■ PROBLEM DETAILS:
The records are to be copied in their entirety, exactly as given.

Dataset entries:
PR #5060, opened 2026-09-17
fix(extensions): close owned event streams when runs fail

WenJing95:
### Summary

Ensure `Thread.run()` closes its event iterator on `turn.failed` or `error` events so the Codex subprocess and temporary output schema are cleaned up before raising. Successful aggregation remains unchanged.

### Test plan

* Full verification suite passes (formatting, lint, type checks, and tests).
* Verified focused Codex tests pass.
* Offline checks confirm cleanup triggers on error and doesn't affect normal completion.

### Issue number

N/A

### Checks

* [x] I've added new tests, if relevant
* [x] I've run `.agents/skills/code-change-verification/scripts/run.sh`
* [x] I've confirmed all verification steps pass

■ SOLVED EXERCISE:
PR #5060, opened 2026-09-17
fix(extensions): close owned event streams when runs fail

WenJing95:
### Summary

Ensure `Thread.run()` closes its event iterator on `turn.failed` or `error` events so the Codex subprocess and temporary output schema are cleaned up before raising. Successful aggregation remains unchanged.

### Test plan

* Full verification suite passes (formatting, lint, type checks, and tests).
* Verified focused Codex tests pass.
* Offline checks confirm cleanup triggers on error and doesn't affect normal completion.

### Issue number

N/A

### Checks

* [x] I've added new tests, if relevant
* [x] I've run `.agents/skills/code-change-verification/scripts/run.sh`
* [x] I've confirmed all verification steps pass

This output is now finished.